Could a firm use ChatGPT for research? Yes. The results show it can hold its own on accuracy. That said, legal-specific platforms still bring the application layer: domain-tuned prompts, RAG pipelines, digestible UI, workflow controls, audit logs, and DMS integrations. Those are not trivial.

So no, this doesn't replace lawyers or even your platform. It changes the price-performance expectations for research and puts pressure on vendors to deliver more than "point and answer."

Client and Practice Implications

  • Billing: If AI handles first-pass research well, clients will expect leaner bills and clearer justification for manual hours.
  • Process: Standardize how your team prompts, cites, and verifies. Document the workflow.
  • Policies: Require source verification and chain-of-custody for citations. Log prompts and outputs.
  • People: Train associates to critique AI outputs, not just copy them. Reward good judgment over raw volume.
  • Vendors: Ask for eval data, audit trails, source transparency, and controls. Push for measurable gains over generic claims.

Quotes That Matter

Rayan Krishnan (Vals): "General models can do legal research well. There are still gaps in authoritative sourcing, but the gap may narrow."

Tara Waters: "I wasn't surprised by ChatGPT's accuracy. Sourcing isn't yet optimized for proper legal sources first-likely fixable. Also, we didn't test 'research and prepare for court filings,' which is where public chatbots get into trouble."
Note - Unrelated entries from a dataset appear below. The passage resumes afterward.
PR #2652, opened 2022-08-18
State handling tweaks

neilalexander:
This tweaks how rejected events are handled in room state and also to not apply checks we can't complete to outliers.

### DIFF
--- a/roomserver/internal/helpers/auth.go
+++ b/roomserver/internal/helpers/auth.go
@@ -39,7 +39,7 @@ func CheckForSoftFail(
 	var authStateEntries []types.StateEntry
 	var err error
 	if rewritesState {
-		authStateEntries, err = db.StateEntriesForEventIDs(ctx, stateEventIDs, false)
+		authStateEntries, err = db.StateEntriesForEventIDs(ctx, stateEventIDs, true)
 		if err != nil {
 			return true, fmt.Errorf("StateEntriesForEventIDs failed: %w", err)
 		}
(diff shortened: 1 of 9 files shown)


roomserver/storage/interface.go
```diff
@@ -79,7 +79,7 @@ type Database interface {
 	// Look up the state entries for a list of string event IDs
 	// Returns an error if the there is an error talking to the database
 	// Returns a types.MissingEventError if the event IDs aren't in the database.
```
kegsay, line 81: Need to comment how `excludeRejected` interacts with this. If all `eventIDs` are excluded, does it return `[]` or a `types.MissingEventError`?

roomserver/storage/sqlite3/events_table.go
```diff
@@ -221,17 +237,18 @@ func (s *eventStatements) BulkSelectStateEventByID(
...
 		if err = rows.Scan(
 			&result.EventTypeNID,
 			&result.EventStateKeyNID,
 			&result.EventNID,
 		); err != nil {
 			return nil, err
 		}
+		results = append(results, result)
 	}
 	if i != len(eventIDs) {
```
kegsay, line 253: Missing `excludeRejected` check.

roomserver/internal/helpers/auth.go
```diff
@@ -39,7 +39,7 @@ func CheckForSoftFail(
 	var authStateEntries []types.StateEntry
 	var err error
 	if rewritesState {
-		authStateEntries, err = db.StateEntriesForEventIDs(ctx, stateEventIDs)
+		authStateEntries, err = db.StateEntriesForEventIDs(ctx, stateEventIDs, false)
```
kegsay, line 42: Why do we include rejected events here? Seems dangerous?

roomserver/internal/helpers/auth.go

Do We Have the Full Picture?

No single eval can capture the full job of a lawyer. But benchmarks help. They keep vendors honest and help buyers compare options on something more concrete than demos.

We need a basket of evals across tasks, jurisdictions, and workflows. If you want a model for how broader testing frameworks can work, see Stanford's HELM. For risk and governance framing, NIST's guidance is a useful anchor: AI Risk Management Framework.

What to Do Next

  • Pilot two tools: one legal-specific platform and one general model with guardrails. Compare outputs, speed, and cost per matter.
  • Set a "cite-or-flag" rule: no output goes to a client without validated primary sources.
  • Reprice research: fixed fees or caps where AI handles the heavy lift.
  • Track outcomes: accuracy, time saved, and client feedback. Use that data in vendor renewals.
  • Train your team: prompt patterns, verification, and ethical use.

Training Your Team

If you're formalizing AI skills across roles, you can find structured programs here:

Bottom Line

AI is strong at legal research. That's good news. Use it to reduce cost, improve speed, and re-focus human time on strategy, client counsel, and judgment. Keep pushing vendors for verifiable accuracy and transparent sourcing-and keep your lawyers in the loop where it matters.

The full report is available via Vals' main website.